→ **Activity**:
Please quote exactly the lines below from the line containing "### Description" to the line containing "## PR Checklist", both lines included, and nothing else.

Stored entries
━━━━━━━━━━

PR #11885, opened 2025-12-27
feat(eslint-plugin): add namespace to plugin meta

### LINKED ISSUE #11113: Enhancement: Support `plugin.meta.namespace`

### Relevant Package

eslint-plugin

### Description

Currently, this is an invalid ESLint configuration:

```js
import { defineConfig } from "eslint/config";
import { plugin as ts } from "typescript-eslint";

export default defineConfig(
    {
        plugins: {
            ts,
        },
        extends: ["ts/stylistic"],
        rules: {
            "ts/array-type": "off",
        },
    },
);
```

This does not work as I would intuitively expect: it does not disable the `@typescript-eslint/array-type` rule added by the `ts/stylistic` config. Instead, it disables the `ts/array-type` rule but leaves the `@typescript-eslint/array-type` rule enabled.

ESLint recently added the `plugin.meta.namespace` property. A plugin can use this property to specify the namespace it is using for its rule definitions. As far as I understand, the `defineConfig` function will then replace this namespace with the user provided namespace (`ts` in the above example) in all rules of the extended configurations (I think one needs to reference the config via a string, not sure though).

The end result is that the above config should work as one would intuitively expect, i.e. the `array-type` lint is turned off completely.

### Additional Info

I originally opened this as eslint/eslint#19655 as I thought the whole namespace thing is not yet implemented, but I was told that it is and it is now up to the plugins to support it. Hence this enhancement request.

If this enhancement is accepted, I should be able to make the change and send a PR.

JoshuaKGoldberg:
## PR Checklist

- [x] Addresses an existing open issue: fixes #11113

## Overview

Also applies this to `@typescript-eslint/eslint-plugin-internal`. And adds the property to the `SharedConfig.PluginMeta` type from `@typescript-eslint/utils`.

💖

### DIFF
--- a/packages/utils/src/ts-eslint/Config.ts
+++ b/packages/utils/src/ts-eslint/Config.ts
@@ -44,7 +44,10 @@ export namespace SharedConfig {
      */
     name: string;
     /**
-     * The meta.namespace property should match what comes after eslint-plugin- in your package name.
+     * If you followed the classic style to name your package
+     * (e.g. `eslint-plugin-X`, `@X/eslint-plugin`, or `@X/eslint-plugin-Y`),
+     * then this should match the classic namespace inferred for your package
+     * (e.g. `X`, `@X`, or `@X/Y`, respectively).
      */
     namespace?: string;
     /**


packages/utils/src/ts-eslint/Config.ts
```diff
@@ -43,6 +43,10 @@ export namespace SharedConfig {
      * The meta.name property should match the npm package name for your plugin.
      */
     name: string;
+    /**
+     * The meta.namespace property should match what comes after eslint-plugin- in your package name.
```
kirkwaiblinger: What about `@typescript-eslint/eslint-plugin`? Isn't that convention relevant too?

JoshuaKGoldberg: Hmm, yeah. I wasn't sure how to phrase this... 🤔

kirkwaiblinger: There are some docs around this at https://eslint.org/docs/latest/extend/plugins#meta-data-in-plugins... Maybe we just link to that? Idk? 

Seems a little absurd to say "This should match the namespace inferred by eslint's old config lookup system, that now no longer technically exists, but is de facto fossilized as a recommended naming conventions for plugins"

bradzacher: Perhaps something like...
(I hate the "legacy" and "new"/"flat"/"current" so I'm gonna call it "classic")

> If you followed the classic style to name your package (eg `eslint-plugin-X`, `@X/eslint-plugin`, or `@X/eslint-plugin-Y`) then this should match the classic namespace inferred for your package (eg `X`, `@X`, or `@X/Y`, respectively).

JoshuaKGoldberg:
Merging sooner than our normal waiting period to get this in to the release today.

━━━━━━━━━━

→ **Solution below**:
### Description

Currently, this is an invalid ESLint configuration:

```js
import { defineConfig } from "eslint/config";
import { plugin as ts } from "typescript-eslint";

export default defineConfig(
    {
        plugins: {
            ts,
        },
        extends: ["ts/stylistic"],
        rules: {
            "ts/array-type": "off",
        },
    },
);
```

This does not work as I would intuitively expect: it does not disable the `@typescript-eslint/array-type` rule added by the `ts/stylistic` config. Instead, it disables the `ts/array-type` rule but leaves the `@typescript-eslint/array-type` rule enabled.

ESLint recently added the `plugin.meta.namespace` property. A plugin can use this property to specify the namespace it is using for its rule definitions. As far as I understand, the `defineConfig` function will then replace this namespace with the user provided namespace (`ts` in the above example) in all rules of the extended configurations (I think one needs to reference the config via a string, not sure though).

The end result is that the above config should work as one would intuitively expect, i.e. the `array-type` lint is turned off completely.

### Additional Info

I originally opened this as eslint/eslint#19655 as I thought the whole namespace thing is not yet implemented, but I was told that it is and it is now up to the plugins to support it. Hence this enhancement request.

If this enhancement is accepted, I should be able to make the change and send a PR.

JoshuaKGoldberg:
## PR Checklist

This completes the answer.